- **TASK ITEM**: Anywhere the string "work" shows up in the listing below, copy the line it is in.

- **PROVIDED MATERIAL**:
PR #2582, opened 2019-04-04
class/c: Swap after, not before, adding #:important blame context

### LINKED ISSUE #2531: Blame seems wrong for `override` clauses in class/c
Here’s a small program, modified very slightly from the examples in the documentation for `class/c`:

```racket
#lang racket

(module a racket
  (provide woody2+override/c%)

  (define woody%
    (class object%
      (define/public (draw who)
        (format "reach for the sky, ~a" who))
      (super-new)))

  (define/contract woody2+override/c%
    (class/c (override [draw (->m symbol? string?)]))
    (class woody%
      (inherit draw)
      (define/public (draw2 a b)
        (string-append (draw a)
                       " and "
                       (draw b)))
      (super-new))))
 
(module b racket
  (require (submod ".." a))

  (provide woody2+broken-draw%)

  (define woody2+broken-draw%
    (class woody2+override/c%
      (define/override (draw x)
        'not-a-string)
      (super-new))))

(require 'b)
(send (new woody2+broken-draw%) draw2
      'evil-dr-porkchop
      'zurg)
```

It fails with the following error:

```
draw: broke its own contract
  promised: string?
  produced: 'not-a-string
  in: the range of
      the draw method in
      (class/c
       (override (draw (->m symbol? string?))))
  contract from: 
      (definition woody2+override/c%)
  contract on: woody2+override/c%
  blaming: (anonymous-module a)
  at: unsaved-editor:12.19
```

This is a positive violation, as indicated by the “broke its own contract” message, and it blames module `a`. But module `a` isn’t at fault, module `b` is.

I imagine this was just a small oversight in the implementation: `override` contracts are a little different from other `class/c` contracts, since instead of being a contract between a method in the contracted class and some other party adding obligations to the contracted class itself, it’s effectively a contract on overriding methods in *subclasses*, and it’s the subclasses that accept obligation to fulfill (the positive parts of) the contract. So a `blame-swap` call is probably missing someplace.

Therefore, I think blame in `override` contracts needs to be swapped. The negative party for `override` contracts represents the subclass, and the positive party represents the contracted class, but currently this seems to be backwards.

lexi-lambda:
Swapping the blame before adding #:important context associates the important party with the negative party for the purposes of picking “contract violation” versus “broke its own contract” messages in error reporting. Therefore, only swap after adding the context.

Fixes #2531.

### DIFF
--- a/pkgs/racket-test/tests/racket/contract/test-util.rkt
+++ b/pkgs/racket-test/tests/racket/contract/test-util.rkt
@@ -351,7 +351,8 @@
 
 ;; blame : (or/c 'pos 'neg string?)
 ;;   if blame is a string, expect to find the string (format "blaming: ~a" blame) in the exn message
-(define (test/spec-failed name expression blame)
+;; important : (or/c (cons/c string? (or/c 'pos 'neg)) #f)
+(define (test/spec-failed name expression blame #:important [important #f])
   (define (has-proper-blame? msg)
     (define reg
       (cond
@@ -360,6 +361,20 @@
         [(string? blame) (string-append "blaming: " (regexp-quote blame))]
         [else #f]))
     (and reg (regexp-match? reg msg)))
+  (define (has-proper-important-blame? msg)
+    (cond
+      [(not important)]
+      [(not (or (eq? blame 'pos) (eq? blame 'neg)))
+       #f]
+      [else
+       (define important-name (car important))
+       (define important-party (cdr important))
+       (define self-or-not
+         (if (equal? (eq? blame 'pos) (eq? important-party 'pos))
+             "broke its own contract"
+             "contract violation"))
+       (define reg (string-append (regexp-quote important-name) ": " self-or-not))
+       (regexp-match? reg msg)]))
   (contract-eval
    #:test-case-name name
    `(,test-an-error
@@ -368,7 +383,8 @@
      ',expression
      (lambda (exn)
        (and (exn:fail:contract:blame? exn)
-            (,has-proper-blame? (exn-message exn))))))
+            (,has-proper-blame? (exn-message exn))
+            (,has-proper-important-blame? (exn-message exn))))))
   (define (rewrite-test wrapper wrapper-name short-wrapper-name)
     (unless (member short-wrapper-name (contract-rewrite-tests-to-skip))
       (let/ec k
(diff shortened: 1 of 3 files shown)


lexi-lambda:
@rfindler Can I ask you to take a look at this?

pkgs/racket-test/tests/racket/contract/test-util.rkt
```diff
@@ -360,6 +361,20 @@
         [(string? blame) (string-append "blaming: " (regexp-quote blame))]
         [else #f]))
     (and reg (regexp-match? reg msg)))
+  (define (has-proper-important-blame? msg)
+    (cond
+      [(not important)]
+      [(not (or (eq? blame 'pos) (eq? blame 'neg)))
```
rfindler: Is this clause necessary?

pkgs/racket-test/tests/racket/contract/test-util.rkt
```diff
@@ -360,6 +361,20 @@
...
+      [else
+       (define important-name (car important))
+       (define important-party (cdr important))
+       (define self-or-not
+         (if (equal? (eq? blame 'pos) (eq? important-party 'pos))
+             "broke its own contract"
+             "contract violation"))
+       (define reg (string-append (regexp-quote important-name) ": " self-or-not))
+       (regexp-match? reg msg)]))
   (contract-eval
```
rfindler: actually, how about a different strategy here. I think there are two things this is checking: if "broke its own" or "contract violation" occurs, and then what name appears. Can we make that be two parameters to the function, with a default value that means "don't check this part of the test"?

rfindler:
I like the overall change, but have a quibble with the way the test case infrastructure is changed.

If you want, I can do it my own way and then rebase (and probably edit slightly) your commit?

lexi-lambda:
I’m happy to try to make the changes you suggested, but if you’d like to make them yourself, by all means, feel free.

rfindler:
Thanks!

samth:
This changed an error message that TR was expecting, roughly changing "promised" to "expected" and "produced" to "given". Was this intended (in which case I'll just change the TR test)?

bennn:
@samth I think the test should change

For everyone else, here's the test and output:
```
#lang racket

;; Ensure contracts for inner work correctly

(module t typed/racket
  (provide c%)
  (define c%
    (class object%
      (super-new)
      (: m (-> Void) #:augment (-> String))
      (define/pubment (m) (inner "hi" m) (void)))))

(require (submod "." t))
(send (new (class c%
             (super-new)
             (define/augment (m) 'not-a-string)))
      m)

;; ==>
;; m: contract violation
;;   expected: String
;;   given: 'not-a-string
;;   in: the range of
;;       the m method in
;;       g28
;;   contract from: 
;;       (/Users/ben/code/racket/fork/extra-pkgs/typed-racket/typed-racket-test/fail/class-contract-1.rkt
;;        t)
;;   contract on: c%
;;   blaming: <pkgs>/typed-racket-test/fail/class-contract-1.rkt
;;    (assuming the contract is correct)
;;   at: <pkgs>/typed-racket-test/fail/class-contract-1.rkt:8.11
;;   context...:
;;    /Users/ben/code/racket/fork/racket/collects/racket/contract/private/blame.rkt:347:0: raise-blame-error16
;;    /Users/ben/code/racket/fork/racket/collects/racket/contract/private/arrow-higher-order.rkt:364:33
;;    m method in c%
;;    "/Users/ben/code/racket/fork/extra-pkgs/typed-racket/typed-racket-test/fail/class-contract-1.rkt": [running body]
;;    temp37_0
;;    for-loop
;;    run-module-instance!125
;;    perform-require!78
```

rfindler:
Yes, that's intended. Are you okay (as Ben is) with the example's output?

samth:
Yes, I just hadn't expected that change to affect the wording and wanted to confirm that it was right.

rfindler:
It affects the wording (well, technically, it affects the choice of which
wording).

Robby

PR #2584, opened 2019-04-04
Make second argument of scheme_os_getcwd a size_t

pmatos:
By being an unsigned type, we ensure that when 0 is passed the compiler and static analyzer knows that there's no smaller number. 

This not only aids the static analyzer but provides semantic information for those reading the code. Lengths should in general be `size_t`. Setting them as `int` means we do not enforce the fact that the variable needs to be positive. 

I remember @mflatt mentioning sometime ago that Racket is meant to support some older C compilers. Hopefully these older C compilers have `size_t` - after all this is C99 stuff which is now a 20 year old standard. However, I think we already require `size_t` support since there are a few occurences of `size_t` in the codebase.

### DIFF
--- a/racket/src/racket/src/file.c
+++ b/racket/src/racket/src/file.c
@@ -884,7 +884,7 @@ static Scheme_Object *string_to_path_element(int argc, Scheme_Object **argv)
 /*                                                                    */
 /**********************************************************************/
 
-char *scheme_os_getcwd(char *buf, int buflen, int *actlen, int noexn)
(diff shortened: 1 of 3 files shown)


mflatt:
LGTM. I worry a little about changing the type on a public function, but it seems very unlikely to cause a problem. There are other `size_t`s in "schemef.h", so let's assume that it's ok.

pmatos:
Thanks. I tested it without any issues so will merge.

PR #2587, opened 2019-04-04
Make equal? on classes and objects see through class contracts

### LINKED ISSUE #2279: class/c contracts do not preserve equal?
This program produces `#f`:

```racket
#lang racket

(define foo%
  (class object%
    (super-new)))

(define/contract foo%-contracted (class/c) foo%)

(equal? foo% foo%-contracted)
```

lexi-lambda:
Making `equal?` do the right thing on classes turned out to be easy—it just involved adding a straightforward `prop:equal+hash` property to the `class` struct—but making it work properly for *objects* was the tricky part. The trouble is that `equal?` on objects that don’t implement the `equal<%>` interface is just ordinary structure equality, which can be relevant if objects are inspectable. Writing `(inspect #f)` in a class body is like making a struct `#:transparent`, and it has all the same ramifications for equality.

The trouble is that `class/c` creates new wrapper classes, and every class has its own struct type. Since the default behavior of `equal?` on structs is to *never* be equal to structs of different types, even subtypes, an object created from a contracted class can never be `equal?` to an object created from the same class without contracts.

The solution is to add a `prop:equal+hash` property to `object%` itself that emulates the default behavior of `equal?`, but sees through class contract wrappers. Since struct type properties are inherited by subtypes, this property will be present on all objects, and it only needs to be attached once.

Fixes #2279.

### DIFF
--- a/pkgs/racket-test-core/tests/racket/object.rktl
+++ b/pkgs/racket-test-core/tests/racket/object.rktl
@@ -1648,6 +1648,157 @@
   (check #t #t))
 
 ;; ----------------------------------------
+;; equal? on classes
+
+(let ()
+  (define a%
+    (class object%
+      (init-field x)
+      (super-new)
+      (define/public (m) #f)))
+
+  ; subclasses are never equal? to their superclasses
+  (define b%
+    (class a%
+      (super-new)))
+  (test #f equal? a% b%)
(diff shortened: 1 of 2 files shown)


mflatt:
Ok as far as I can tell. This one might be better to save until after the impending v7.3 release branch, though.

- **ANSWER SPACE**:
;; Ensure contracts for inner work correctly
Making `equal?` do the right thing on classes turned out to be easy—it just involved adding a straightforward `prop:equal+hash` property to the `class` struct—but making it work properly for *objects* was the tricky part. The trouble is that `equal?` on objects that don’t implement the `equal<%>` interface is just ordinary structure equality, which can be relevant if objects are inspectable. Writing `(inspect #f)` in a class body is like making a struct `#:transparent`, and it has all the same ramifications for equality.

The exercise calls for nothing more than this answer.